Last Updated on March 3, 2016 by FERS Disability Attorney

There are things in life which we cannot understand; others, that though we may engage the subject, invest the necessary time and beyond, and yet there seems always to remain a component which continues to escape; and yet, the ease with which others seem to comprehend that which cannot be grasped.  People often mistake wisdom for knowledge, when in fact the latter is merely the capacity to accumulate, whereas the former is the ability to recognize that which is relevant for successful living and to separate it from the abyss of insignificance.

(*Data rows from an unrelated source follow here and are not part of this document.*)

PR #517, opened 2020-01-16
Add .NET Standard 2.0 to the list of TFMs

adamsitnik:
Yesterday I've tried to update BenchmarkDotNet to use the latest ClrMD and it turned out that the .NET Standard 2.0 was removed.

@leculver could you please restore it? It's a must-have thing for us (BenchmarkDotNet). We are still supporting .NET 4.6.1 (I wish I could stop, but we have too many users who for some reasons can't move to 4.7.2)

### DIFF
--- a/src/Microsoft.Diagnostics.Runtime/Microsoft.Diagnostics.Runtime.csproj
+++ b/src/Microsoft.Diagnostics.Runtime/Microsoft.Diagnostics.Runtime.csproj
@@ -26,10 +26,6 @@
       <IncludeAssets>runtime; build; native; contentfiles; analyzers; buildtransitive</IncludeAssets>
       <PrivateAssets>all</PrivateAssets>
     </PackageReference>
-    <!-- <PackageReference Include="StyleCop.Analyzers" Version="1.2.0-beta.113">
-      <IncludeAssets>runtime; build; native; contentfiles; analyzers; buildtransitive</IncludeAssets>
-      <PrivateAssets>all</PrivateAssets>
-    </PackageReference> -->
     <PackageReference Include="System.Buffers" Version="4.5.0" />
     <PackageReference Include="System.Collections.Immutable" Version="1.7.0" />
     <PackageReference Include="System.Memory" Version="4.5.3" />
--- a/src/Microsoft.Diagnostics.Runtime/Microsoft.Diagnostics.Runtime.csproj
+++ b/src/Microsoft.Diagnostics.Runtime/Microsoft.Diagnostics.Runtime.csproj
@@ -1,7 +1,7 @@
 ﻿<Project Sdk="Microsoft.NET.Sdk">
 
   <PropertyGroup>
-    <TargetFrameworks>netcoreapp2.1;netcoreapp3.1</TargetFrameworks>
+    <TargetFrameworks>netstandard2.0;netcoreapp2.1;netcoreapp3.1</TargetFrameworks>
     <TargetFrameworks Condition="'$(OS)' == 'Windows_NT'">$(TargetFrameworks);net471</TargetFrameworks>
     <NoWarn>1591;1701</NoWarn>
     <Nullable>enable</Nullable>


leculver:
I am on vacation and will take a much harder look at the request when I'm back on Tuesday.  Also, please keep in mind the current version of ClrMD is pre-release and may have some API breaking changes before it comes out of beta.

The overall refactor of ClrMD for 2.0 is focused on setting up the product for the next 5 years.  I've made a conscious choice to rebaseline the library at 4.7.1 because once it ships it'll be a huge breaking change to move the library forward from ns2.0 (or 4.6.1) in the future so I'll basically be stuck on 4.6.1 forever for 2.0 if I change this back to ns2.0.  I'd like to take a very close look at the API surface differences in the BCL before adding back ns2.0 to make sure I'll never need them in the future.  Since the library currently builds for 4.6.1 it's not unreasonable, but I'd like to take a much closer look before making a decision.

Also please note that I fully intend to continue supporting ClrMD 1.1 for the next few years, [see the release notes](https://github.com/microsoft/clrmd/blob/master/doc/ReleaseNotes2.0.md#quick-notes).  Even if we can't accommodate the request to move backwards, your product will still continue to work on 1.1 and receive bugfixes.

leculver:
Sorry for the (very long) delay.  I've been putting off making a decision on this for a while to see if we are actually going to make use of some updated libraries in desktop as the project gets more mature.  I didn't want to dial the version back until things were in a more complete state, but it turns out we aren't using anything out of the ordinary.  The stuff I thought was added between those two versions actually came from a separate NuGet package.

I'm closing this PR and instead fixing it this way:  https://github.com/microsoft/clrmd/pull/612.

adamsitnik:
> I'm closing this PR and instead fixing it this way

The problem is that when a library targets .NET Core and .NET it can not be referenced by a .NET Standard library. The official guidance is that targeting .NET Standard should be the default for libraries while targeting specific runtime is the default for apps.

IMHO as long as you plan to support full .NET Framework, adding `.NET Standard 2.0` to the list of supported TFMs should not be a problem because you still can't use .NET Core specific APIs in the codebase and even if you provide some workarounds for missing APIs the Full .NET Framework solution is going to work for .NET Standard as well. So all the `#if` defs could be defined as following:

```cs
#if NETCOREAPP
// .NET Core
#else
// .NET and .NET Standard
#endif
```

@leculver could you please reconsinder adding the .NET Standard 2.0 support? It would allow BenchmarkDotNet to always use the latest and greatest version of `ClrMD`, which we use for some of our features like disassembler to work.

leculver:
Blah.  Right.  I forgot about that.  What a mess.

Though it sucks if someone pulls in the netstandard2.0 version instead of the .Net Core version by accident (or transitive closure of including a library) because perf on the netstandard version will be much worse.

Why does BenchmarkDotNet target netstandard if it uses ClrMD?  Do you target Mono/Unity at all for benchmarks, just without using ClrMD?

leculver:
Let's chat via teams if you are around, it will be more efficient than github messages.

weltkante:
would it make sense to add a msbuild target to the nuget package which checks if the netstandard package gets pulled into a .NET Core target framework build and emit a warning in that combination? presumably the warning could be resolved by the app referencing clrmd directly?

just throwing that into the discussion in case it helps

leculver:
@weltkante That would alleviate some of my concerns, but creating msbuild targets is not my forte.

The real problem is that for ClrMD (and primarily clrmd based tools), netstandard isn't an interesting concept.

ClrMD doesn't support Unity or Mono (the only places other than Microsoft runtimes that netstandard targets), so there's no reason to target netstandard in ClrMD to support those.  For libraries that use ClrMD, targeting netstandard isn't helpful for the same reason, unless the underlying library is more generally useful to mono/unity (and scopes its ClrMD usage only in the case where we are talking to desktop clr and/or .net core).

I _think_ there's also the chance we will load two different copies (or maybe the wrong copy) of clrmd if a library FOO targets netstandard2.0, then an application loads library FOO and ClrMD (netstandard3.1).  What happens in that case?  I need to ask some experts to find out.

I don't want to completely remove ClrMD's usefulness from netstandard libraries, so finding some way to mitigate the issue would be ideal, an msbuild warning would be nice.  I'm still working on this.

NextTurn:
Nuget will automatically choose the closest package. ClrMD for .NET Core will be referenced in a .NET Core project which only references BenchmarkDotNet.

Given the dependency chain

`core-only` -> `standard-only` -> `both-standard-and-core`

note the build order

```
> dotnet build standard-only\

  both-standard-and-core -> netstandard2.0\both-standard-and-core.dll
  standard-only -> netstandard2.0\standard-only.dll

> dotnet build core-only\

  both-standard-and-core -> netstandard2.0\both-standard-and-core.dll
  standard-only -> netstandard2.0\standard-only.dll
  both-standard-and-core -> netcoreapp3.1\both-standard-and-core.dll
  core-only -> netcoreapp3.1\core-only.dll
```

Physicists and mathematicians view the world through a myopic perspective of numbers and calculations; the rest of us remain in the throes of Kantian preconditions, forever condemned to limited knowledge and constrained boundaries.  Or, perhaps we merely envy the greener grass on the south side of the fence.  At some point in life, we all come to a realization that greater minds than our own must be accessed in order to move forward.  Expertise is a rare commodity; value for such a product must be weighed as against the return of an investment.

For Federal employees and U.S. Postal workers who must consider preparing, formulating and filing for Federal Disability Retirement benefits through the U.S. Office of Personnel Management, whether the Federal or Postal employee is under FERS, CSRS or CSRS Offset, it is important to understand that, while the laws governing Federal Disability Retirement may not be as complex or complicated as differential calculus equations or even attempting to understand the concepts of concavity or convexity, the primary point of significance to recognize it in terms of endangering one’s chances for success by overlooking that which others may already know by experience or learned expertise.

The laws governing Federal Disability Retirement will never rise to the level of complexity when attempting to tackle a calculus problem; but it is never the complexity which defeats, but rather, the complications which ensue by failing to comprehend the differentiation not between derivatives of comic circumlocutions, but of wisdom as opposed to mere knowledge.